The formula you are presenting for the centroid's x-coord seems to be fine, since when viewed as vector equation for the centroid's coordinates, it merely states that for any two objects their centroid is on the line connecting their own centroids at a distance depending on their ares over their total sum. And it generalizes for 'n' objects. This makes perfect sense.

The two theorems I posted above are correct. (for that I'm sure... You can check the site I linked in a previous reply) And there is also another one -as far as I remember- especially for trapezoids, stating that its centroid lies on the bimedian (more on that below) which is parallel to its 2 parallel edges, also providing a formula (which eludes me right now) to calculate the other coordinate too, based entirely on the edges length and its height.

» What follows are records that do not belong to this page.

PR #449, opened 2020-01-10
Allow disabling particular driver services

rfranzke:
**What type of PR is this?**
/kind feature

This PR adds the new `zone` field to the GCE cloud config and makes the controller server independent of the GCE metadata service if both `project-id` and `zone` are present in the config.
Also, it adds two new command line flags `run-controller-service` and `run-node-service` (both default to `true`) which allow to particularly disable individual services if not required.

This enables the use-case of running the CSI controllers (csi-provisioner, csi-attacher, etc., + the driver controller) separately outside of the cluster, and not necessarily on an GCE compute instance.

```release-note
It is now possible to disable the controller service by setting `--run-controller-service=false`. Similarly, it is possible to disable the node service by setting `--run-node-service=false`. The latter enables running the controller server of the GCE PD driver separately/outside of the cluster it is serving. Also, if both `project-id` and `zone` are specified in the GCE cloud config then the controller server does no longer try to contact the GCE metadata service.
```

### DIFF
--- a/cmd/main.go
+++ b/cmd/main.go
@@ -30,9 +30,11 @@ import (
 )
 
 var (
-	endpoint          = flag.String("endpoint", "unix:/tmp/csi.sock", "CSI endpoint")
-	gceConfigFilePath = flag.String("cloud-config", "", "Path to GCE cloud provider config")
-	vendorVersion     string
+	cloudConfigFilePath  = flag.String("cloud-config", "", "Path to GCE cloud provider config")
+	endpoint             = flag.String("endpoint", "unix:/tmp/csi.sock", "CSI endpoint")
+	runControllerService = flag.Bool("run-controller-service", true, "If set to false then the CSI driver does not activate its controller service (default: true)")
+	runNodeService       = flag.Bool("run-node-service", true, "If set to false then the CSI driver does not activate its node service (default: true)")
+	vendorVersion        string
 )
 
 const (
@@ -57,6 +59,8 @@ func main() {
 }
 
 func handle() {
+	var err error
+
 	if vendorVersion == "" {
 		klog.Fatalf("vendorVersion must be set at compile time")
 	}
@@ -68,20 +72,35 @@ func handle() {
 	ctx, cancel := context.WithCancel(context.Background())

Your counter-example though, got me thinking to be honest. Maybe some quadrilaterals' theormes don't hold true for trapezoids? But how can that be? I mean, they apply to the square and rhombus which are even more special/constrained categories of quadrilaterals.

As for the bimedian (of a quadrilateral), I understand it is the segment that connects the midpoints of two non-adjacent edges. I.e. in a trapezoid, the bimedian of its two non-parallel edges, is parallel to its other two edges.

Quote:

The centroid of a triangle is the intersection of the perpendicular lines in the middle of each edge. Ii it that what you mean by BiMedian?